PR #3315, opened 2022-12-12
Use configurable `reportFailure` for `MainThread`

armanbilge:


filipwiech (dismissed):
Would it be possible to introduce a simple unit test for this change? 🙂

djspiewak (changes requested):
What @filipwiech said :-)

tests/jvm/src/main/scala/catseffect/examplesplatform.scala
```diff
@@ -75,4 +76,17 @@ package examples {
...
+    val exitCode = new AtomicReference[ExitCode](ExitCode.Error)
+
+    override def reportFailure(err: Throwable): IO[Unit] =
+      IO(exitCode.set(ExitCode.Success))
+
+    def run(args: List[String]): IO[ExitCode] =
+      IO.raiseError(new Exception).startOn(MainThread) *>
+        IO.sleep(100.millis) *> IO(exitCode.get)
+
+  }
```
armanbilge, line 91: I wouldn't consider this a simple test exactly (testing `IOApp` never is), but here we are :)

djspiewak (approved):

PR #3317, opened 2022-12-16
Implement `IORuntimeMetrics`

iRevive:
There are a few notable notes regarding this PR:
- The existing implementation of `CpuStarvation` MBean somewhat breaks the consistency. All previous MBeans were under `cats.effect.unsafe.metrics` package, while `CpuStarvation` is available under `cats.effect.metrics`. I didn't update the MBean name yet.
- Platform-specific metrics can be defined in the `IORuntimeMetricsPlatform`. For example, JVM `IORuntimeMetrics` offers `compute` and `cpuStarvation` metrics. While JS and Native have only `cpuStarvation`.

Personally, the whole implementation feels clunky, hopefully we can find the right direction together.

This PR will not pass MiMa checks. Once we agree on a direction, I will address the bin compat issue.

### DIFF
--- a/core/shared/src/main/scala/cats/effect/unsafe/IORuntime.scala
+++ b/core/shared/src/main/scala/cats/effect/unsafe/IORuntime.scala
@@ -18,6 +18,7 @@ package cats.effect
 package unsafe
 
 import cats.effect.Platform.static
+import cats.effect.metrics.IORuntimeMetrics
 
 import scala.concurrent.ExecutionContext
 
@@ -43,7 +44,8 @@ final class IORuntime private[unsafe] (
     private[effect] val pollers: List[Any],
     private[effect] val fiberMonitor: FiberMonitor,
     val shutdown: () => Unit,
-    val config: IORuntimeConfig
+    val config: IORuntimeConfig,
+    val metrics: IORuntimeMetrics
 ) {
 
   private[effect] val fiberErrorCbs: StripedHashtable = new StripedHashtable()
@@ -70,6 +72,7 @@ object IORuntime extends IORuntimeCompanionPlatform {
       config: IORuntimeConfig): IORuntime = {
     val fiberMonitor = FiberMonitor(compute)
     val unregister = registerFiberMonitorMBean(fiberMonitor)
+    val metrics = IORuntimeMetrics(compute)
     def unregisterAndShutdown: () => Unit = () => {
       unregister()
       shutdown()
@@ -84,7 +87,8 @@ object IORuntime extends IORuntimeCompanionPlatform {
         pollers,
         fiberMonitor,
         unregisterAndShutdown,
-        config)
+        config,
+        metrics)
     allRuntimes.put(runtime, runtime.hashCode())
     runtime
   }
@@ -104,14 +108,19 @@ object IORuntime extends IORuntimeCompanionPlatform {
       scheduler: Scheduler,
       fiberMonitor: FiberMonitor,
       shutdown: () => Unit,
-      config: IORuntimeConfig): IORuntime =
-    new IORuntime(compute, blocking, scheduler, Nil, fiberMonitor, shutdown, config)
+      config: IORuntimeConfig): IORuntime = {
+    val metrics = IORuntimeMetrics(compute)
+    new IORuntime(compute, blocking, scheduler, Nil, fiberMonitor, shutdown, config, metrics)
+  }
 
   def builder(): IORuntimeBuilder =
     IORuntimeBuilder()
 
-  private[effect] def testRuntime(ec: ExecutionContext, scheduler: Scheduler): IORuntime =
-    new IORuntime(ec, ec, scheduler, Nil, new NoOpFiberMonitor(), () => (), IORuntimeConfig())
+  private[effect] def testRuntime(ec: ExecutionContext, scheduler: Scheduler): IORuntime = {
+    val config = IORuntimeConfig()
+    val metrics = IORuntimeMetrics(ec)
+    new IORuntime(ec, ec, scheduler, Nil, new NoOpFiberMonitor(), () => (), config, metrics)
+  }
 
   @static private[effect] final val allRuntimes: ThreadSafeHashtable[IORuntime] =
     new ThreadSafeHashtable(4)
--- a/core/shared/src/main/scala/cats/effect/unsafe/IORuntime.scala
+++ b/core/shared/src/main/scala/cats/effect/unsafe/IORuntime.scala
@@ -18,7 +18,7 @@ package cats.effect
 package unsafe
 
 import cats.effect.Platform.static
-import cats.effect.metrics.IORuntimeMetrics
+import cats.effect.unsafe.metrics.IORuntimeMetrics
 
 import scala.concurrent.ExecutionContext
 
--- a/build.sbt
+++ b/build.sbt
@@ -671,7 +671,12 @@ lazy val core = crossProject(JSPlatform, JVMPlatform, NativePlatform)
       ProblemFilters.exclude[DirectMissingMethodProblem]("cats.effect.IOLocal.lens"),
       // internal API change, makes CpuStarvationMetrics available on all platforms
       ProblemFilters.exclude[MissingClassProblem](
-        "cats.effect.metrics.JvmCpuStarvationMetrics$NoOpCpuStarvationMetrics")
+        "cats.effect.metrics.JvmCpuStarvationMetrics$NoOpCpuStarvationMetrics"),
+      ProblemFilters.exclude[MissingClassProblem]("cats.effect.metrics.CpuStarvationMetrics"),
+      // package-private classes moved to the `cats.effect.unsafe.metrics` package
+      ProblemFilters.exclude[MissingClassProblem]("cats.effect.metrics.CpuStarvation"),
+      ProblemFilters.exclude[MissingClassProblem]("cats.effect.metrics.CpuStarvation$"),
+      ProblemFilters.exclude[MissingClassProblem]("cats.effect.metrics.CpuStarvationMBean")
     ) ++ {
       if (tlIsScala3.value) {
         // Scala 3 specific exclusions
--- a/build.sbt
+++ b/build.sbt
@@ -668,7 +668,10 @@ lazy val core = crossProject(JSPlatform, JVMPlatform, NativePlatform)
       ProblemFilters.exclude[ReversedMissingMethodProblem]("cats.effect.IOLocal.reset"),
       ProblemFilters.exclude[ReversedMissingMethodProblem]("cats.effect.IOLocal.lens"),
       // this filter is particulary terrible, because it can also mask real issues :(
-      ProblemFilters.exclude[DirectMissingMethodProblem]("cats.effect.IOLocal.lens")
+      ProblemFilters.exclude[DirectMissingMethodProblem]("cats.effect.IOLocal.lens"),
+      // internal API change, makes CpuStarvationMetrics available on all platforms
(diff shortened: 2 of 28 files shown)


core/jvm/src/main/scala/cats/effect/unsafe/metrics/CpuStarvationSamplerMBean.scala
```diff
@@ -0,0 +1,87 @@
...
+    s"""[WARNING] Failed to register Cats Effect CPU starvation MBean, proceeding with
+       |no-operation versions. You will not see MBean metrics for CPU starvation.
+       |Exception follows: \n ${exceptionWriter.toString}
+       |""".stripMargin
+  }
+
+  private[effect] def register(sampler: CpuStarvationSampler): Resource[IO, Unit] = {
+    val acquire: IO[MBeanServer] =
+      for {
+        mBeanServer <- IO.delay(ManagementFactory.getPlatformMBeanServer)
```
iRevive: Should we register **all** mbeans at once somewhere in the IOApp? It will require quite a lot of changes, though.

core/jvm/src/main/scala/cats/effect/unsafe/metrics/CpuStarvationSamplerPlatform.scala
```diff
@@ -0,0 +1,63 @@
...
+
+  final def getCpuStarvationCount(): Long = this.cpuStarvationCount()
+  final def getMaxClockDriftMs(): Long = this.maxClockDriftMs()
+  final def getCurrentClockDriftMs(): Long = this.currentClockDriftMs()
+}
+
+private[metrics] trait CpuStarvationSamplerCompanionPlatform {
+  this: CpuStarvationSampler.type =>
+
+  private[effect] def create(): CpuStarvationSampler = {
```
iRevive, line 36: All platforms offer identical implementations. Therefore it can be in `CpuStarvationSampler` in the `shared` module. 

Will we benefit from having platform-specific implementations? Perhaps JS or Native can be somewhat optimized?

core/shared/src/main/scala/cats/effect/unsafe/IORuntime.scala
```diff
@@ -40,7 +42,9 @@ final class IORuntime private[unsafe] (
     val scheduler: Scheduler,
     private[effect] val fiberMonitor: FiberMonitor,
     val shutdown: () => Unit,
-    val config: IORuntimeConfig
+    val config: IORuntimeConfig,
+    private[effect] val cpuStarvationSampler: CpuStarvationSampler,
```
iRevive: The ugly thing I don't like. Alternatively, `cpuStarvationSampler` can be exposed by `IORuntimeMetrics`.

core/shared/src/main/scala/cats/effect/unsafe/IORuntimeMetrics.scala
```diff
@@ -0,0 +1,49 @@
...
+
+  private[effect] object CPUStarvationMetrics {
+    def fromMetrics(metrics: CpuStarvationSampler): CPUStarvationMetrics =
+      new CPUStarvationMetrics {
+        def starvationCount(): Long = metrics.cpuStarvationCount()
+        def maxClockDriftMs(): Long = metrics.maxClockDriftMs()
+        def currentClockDriftMs(): Long = metrics.currentClockDriftMs()
+      }
+
+    def noop: CPUStarvationMetrics =
```
iRevive: `noop` is used only by `IORuntime.testRuntime`

iRevive:
And a small demo:
<details>
 <summary>Demo</summary>
 
```scala
import cats.effect.{IO, IOApp}
import cats.effect.std.Random
import cats.effect.unsafe.IORuntimeMetrics
import cats.syntax.foldable._

object Test extends IOApp.Simple {

  def run: IO[Unit] = {
    IO.delay(print(runtime.metrics)).flatMap(IO.println).delayBy(500.millis).foreverM.background.surround {
      Random.scalaUtilRandom[IO].flatMap { random =>
        val a = random.betweenInt(10, 3000).flatMap { int =>
          if (int % 2 == 0) IO.blocking(Thread.sleep(int)) else IO.delay(Thread.sleep(int))
        }.start.replicateA(100)

        a.flatMap(_.traverse_(_.join))
      } >> IO.never
    }
  }
  
  def print(metrics: IORuntimeMetrics): String = {
    s"""
      |Compute:
      |workerThreadCount: ${metrics.compute.map(_.workerThreadCount())}
      |activeThreadCount: ${metrics.compute.map(_.activeThreadCount())}
      |searchingThreadCount: ${metrics.compute.map(_.searchingThreadCount())}
      |blockedWorkerThreadCount: ${metrics.compute.map(_.blockedWorkerThreadCount())}
      |localQueueFiberCount: ${metrics.compute.map(_.localQueueFiberCount())}
      |suspendedFiberCount: ${metrics.compute.map(_.suspendedFiberCount())}
      |
      |CPU Starvation:
      |starvationCount: ${metrics.cpuStarvation.starvationCount()}
      |maxClockDriftMs: ${metrics.cpuStarvation.maxClockDriftMs()}
      |currentClockDriftMs: ${metrics.cpuStarvation.currentClockDriftMs()}
      |""".stripMargin
  }
}
```

Output:
```
Compute:
workerThreadCount: Some(8)
activeThreadCount: Some(8)
searchingThreadCount: Some(0)
blockedWorkerThreadCount: Some(13)
localQueueFiberCount: Some(0)
suspendedFiberCount: Some(2)

CPU Starvation:
starvationCount: 0
maxClockDriftMs: 0
currentClockDriftMs: 0

....

Compute:
workerThreadCount: Some(8)
activeThreadCount: Some(1)
searchingThreadCount: Some(0)
blockedWorkerThreadCount: Some(13)
localQueueFiberCount: Some(0)
suspendedFiberCount: Some(2)

CPU Starvation:
starvationCount: 0
maxClockDriftMs: 11
currentClockDriftMs: 3
```

</details>

core/jvm/src/main/scala/cats/effect/unsafe/IORuntimeMetricsCompanionPlatform.scala
```diff
@@ -0,0 +1,66 @@
...
+  ): IORuntimeMetrics =
+    new IORuntimeMetrics {
+      val cpuStarvation: CPUStarvationMetrics = CPUStarvationMetrics.fromMetrics(starvation)
+      val compute: Option[ComputeMetrics] = computeMetrics(ec)
+    }
+
+  private[unsafe] def noop: IORuntimeMetrics =
+    new IORuntimeMetrics {
+      val compute: Option[ComputeMetrics] = None
+      val cpuStarvation: CPUStarvationMetrics = CPUStarvationMetrics.noop
```
armanbilge: Maybe `CPUStarvationMetrics` should be an `Option` too?

iRevive: That's debatable 😬

If I get it right, the `CPUStarvationMetrics` is always present in the production mode (even with a custom runtime). Unless you decide to use test runtime explicitly.

On the other hand, Option offers better integrity.

iRevive: According to this discussion https://github.com/typelevel/cats-effect/issues/3321, the Option approach is justified

iRevive:
Mima is sad:
```
[error] cats-effect: Failed binary compatibility check against org.typelevel:cats-effect_3:3.4.2 (e:info.apiURL=https://typelevel.org/cats-effect/api/3.x/, e:info.versionScheme=early-semver)! Found 7 potential problems (filtered 2)
[error]  * class cats.effect.metrics.CpuStarvation does not have a correspondent in current version
[error]    filter with: ProblemFilters.exclude[MissingClassProblem]("cats.effect.metrics.CpuStarvation")
[error]  * object cats.effect.metrics.CpuStarvation does not have a correspondent in current version
[error]    filter with: ProblemFilters.exclude[MissingClassProblem]("cats.effect.metrics.CpuStarvation$")
[error]  * interface cats.effect.metrics.CpuStarvationMBean does not have a correspondent in current version
[error]    filter with: ProblemFilters.exclude[MissingClassProblem]("cats.effect.metrics.CpuStarvationMBean")
[error]  * interface cats.effect.metrics.CpuStarvationMetrics does not have a correspondent in current version
[error]    filter with: ProblemFilters.exclude[MissingClassProblem]("cats.effect.metrics.CpuStarvationMetrics")
[error]  * class cats.effect.metrics.JvmCpuStarvationMetrics does not have a correspondent in current version
[error]    filter with: ProblemFilters.exclude[MissingClassProblem]("cats.effect.metrics.JvmCpuStarvationMetrics")
[error]  * object cats.effect.metrics.JvmCpuStarvationMetrics does not have a correspondent in current version
[error]    filter with: ProblemFilters.exclude[MissingClassProblem]("cats.effect.metrics.JvmCpuStarvationMetrics$")
[error]  * class cats.effect.metrics.JvmCpuStarvationMetrics#NoOpCpuStarvationMetrics does not have a correspondent in current version
[error]    filter with: ProblemFilters.exclude[MissingClassProblem]("cats.effect.metrics.JvmCpuStarvationMetrics$NoOpCpuStarvationMetrics")
```

Since these classes were private to `metrics` package, I assume it's safe to add an exclusion.

iRevive:
With https://github.com/typelevel/cats-effect/pull/3526 the linking issue in ScalaJS is solved.

djspiewak (commented):
Hey it only took me two years to get to this. New record?

Sorry. :( So the implementation overall looks good. I think this sort of thing is always somewhat clunky so that's fine. We should probably make the mbean paths consistent and just publish the change in the release notes (so people know to update any monitoring keys). The unsafe packages are similarly annoying but I think the optimal solution to this.

So long as all the mbean paths are made consistent, I'm pretty okay merging this. Anyone have any strong objections?

iRevive:
@djspiewak thanks for the review! Better late than never :)

I changed the namespace of the CPUStarvation MBean to `cats.effect.unsafe.metrics`.

The names are the following:
- CPU starvation: `cats.effect.unsafe.metrics:type=CpuStarvation`
- WSTP compute pool: `cats.effect.unsafe.metrics:type=ComputePoolSampler-$hash`
- WSTP local queue: `cats.effect.unsafe.metrics:type=LocalQueueSampler-$hash-$i`
- Live fiber dump: `cats.effect.unsafe.metrics:type=LiveFiberSnapshotTrigger-$hash`

djspiewak:
Looks good! Once we sort the merge conflicts we can land it.

iRevive:
Done. ~~Waiting for CI.~~ Nvm, waiting for https://github.com/typelevel/cats-effect/pull/4180 first 😅

armanbilge:
I think we should add metrics for the `TimerHeap` as well (number of outstanding timers, next one due to fire, maybe last one due to fire?).

I'd also like to add polling system metrics. All polling systems should be able to support # of outstanding I/O operations.

iRevive:
May we do this in the follow-up PR? The current PR is already big, and I would prefer to operate smaller changesets.

_______

Getting stats (at least the number of timers) from the `TimerHeap` seems _relatively_ simple. However, `PollingSystem` could require some changes 
The naive idea is:
```scala
abstract class PollingSystem {
  def stats: PollingSystem.Stats
}
object PollingSystem {
  sealed trait Stats { 
    def outstandingOperations(): Long
  }
}
```

That way, we can enforce implementations to provide metrics.

I also found this one: https://github.com/typelevel/cats-effect/issues/3686.

djspiewak (approved):

PR #3730, opened 2023-07-02
ResourceApp extends IOApp (breaking change)

gvolpe:
## Reason

I would like `ResourceApp` to have access to all the runtime configurations available in `IOApp`, such as `computeWorkerThreadCount`, `reportFailure` and `runtimeConfig`, which are currently not exposed.

This is mainly to start the conversation more than expecting this PR to be merged, as this is a *breaking change* (`run` is now named `resource` in `ResourceApp`).

I am not sure if this can be done in any better way, perhaps a package-private constraint instead of `protected`?

### DIFF
--- a/core/shared/src/main/scala/cats/effect/ResourceApp.scala
+++ b/core/shared/src/main/scala/cats/effect/ResourceApp.scala
@@ -98,7 +98,8 @@ object ResourceApp {
      */
     def resource: Resource[IO, Unit]
 
-    final def resource(args: List[String]): Resource[IO, ExitCode] = resource.as(ExitCode.Success)
+    final def resource(args: List[String]): Resource[IO, ExitCode] =
+      resource.as(ExitCode.Success)
   }
 
   /**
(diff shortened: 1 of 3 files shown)


armanbilge:
> This is mainly to start the conversation

Thanks! Well, in the spirit of conversation: why not just use `IOApp`, especially if you need this much customization?

I'm genuinely curious when/why folks prefer to use `ResourceApp`. Personally, I'm not crazy about `ResourceApp`, I think it's better to use `IOApp` with the appropriate combinators on the `Resource`.

gvolpe:
> why not just use IOApp

We have our own `ForeverApp extends IOApp` basically, but we're having to do this over and over, thought I'd bring it up here  :) 

> I'm genuinely curious when/why folks prefer to use ResourceApp.

All our apps are built as a sequence of `Resource`s, for which it would be nice to leverage `ResourceApp`. Doesn't seem very useful by hiding all the runtime goodies from `IOApp`.

Using `IOApp` with resources is inconvenient because for-comprehensions end up having to be wrapped in `()`, which I find aesthetically unpleasant 😄 Best thing is to split it up in two different functions/methods, and then have `def run = resource.useForever`.

PR #3748, opened 2023-07-13
Make useForever polymorphic rather than speciailising it to Nothing

george-wilson-rea:
I'd prefer if I could pick a type for this, eg. `ExitCode`.

I write apps like this:

```
class MyApp extends IOApp {
  def run(args: Args): IO[ExitCode] =
    for {
      config <- readConfig
      otherStuff <- setUpOtherStuff(config)
      ec <- httpServer.resource.useForever
    } yield ec
}
```

and with the `Nothing` type, the Scala compiler warns me about dead code, but if I use `httpServer.resource.use(_ => IO.never[ExitCode])` then it works fine. Hence, I propose changing `useForever` to work like this.

### DIFF
--- a/kernel/shared/src/main/scala/cats/effect/kernel/Resource.scala
+++ b/kernel/shared/src/main/scala/cats/effect/kernel/Resource.scala
@@ -220,8 +220,8 @@ sealed abstract class Resource[F[_], +A] extends Serializable {
    *
    * The finalisers run when the resulting program fails or gets interrupted.
    */
-  def useForever(implicit F: Spawn[F]): F[Nothing] =
-    use[Nothing](_ => F.never)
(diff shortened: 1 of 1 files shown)


durban:
I might be missing something obvious, but I tried your example code, and this change did not make the warning disappear: the compiler still inferred `ec: Nothing` . (On the other hand, using https://github.com/oleg-py/better-monadic-for _does_ make the warning go away, probably because it removes the final `map` call.)

djspiewak:
I concur with @durban: I'm not sure this really helps. The type will still be inferred to `Nothing` in unascribed cases, which in turn recreates the problem. There are also a number of cases that I can't quite remember (I think only on Scala 2.12?) where the `Nothing` encoding actually works a lot better than `[A] A`, even though they should be equivalent.

PR #3749, opened 2023-07-14
Dispatcher: test cleanup

samspills:
Just removing the extra sleep that was added here: https://github.com/typelevel/cats-effect/pull/3593. The sleep was added as part of a short-term fix for flakiness and now that the second check on alive (and possible cancellation of the submitted task) is gone, this test shouldn't flake. 

I added a `.replicateA(20000)` on line 366 to convince myself that this was stable 🤞🏻

### DIFF
--- a/tests/shared/src/test/scala/cats/effect/std/DispatcherSpec.scala
+++ b/tests/shared/src/test/scala/cats/effect/std/DispatcherSpec.scala
@@ -360,7 +360,7 @@ class DispatcherSpec extends BaseSpec with DetectPlatform {
       implicit ticker =>
         val test = dispatcher.allocated.flatMap {
           case (runner, release) =>
-            IO(runner.unsafeRunAndForget(IO.sleep(50.millis) *> release)) *>
+            IO(runner.unsafeRunAndForget(release)) *>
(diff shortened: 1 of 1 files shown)


tests/shared/src/test/scala/cats/effect/std/DispatcherSpec.scala
```diff
@@ -360,7 +360,7 @@ class DispatcherSpec extends BaseSpec with DetectPlatform {
       implicit ticker =>
         val test = dispatcher.allocated.flatMap {
           case (runner, release) =>
-            IO(runner.unsafeRunAndForget(IO.sleep(50.millis) *> release)) *>
+            IO(runner.unsafeRunAndForget(release)) *>
```
armanbilge, line 363: I was briefly confused why we added this sleep in the first place, for a `ticked` test ... and it's because in https://github.com/typelevel/cats-effect/pull/3593 it was originally a `real` test and the sleep helped avoid the race condition where the `release` started while the `unsafeRunAndForget` was still executing.

tl;dr this test is a lot more robust now.

armanbilge (approved):
Thanks for following-up!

◆ ◆ ◆

**Work task**
Work out how many lines of the material include the word "JVMPlatform", then answer with that number alone.

**Exercise response**
2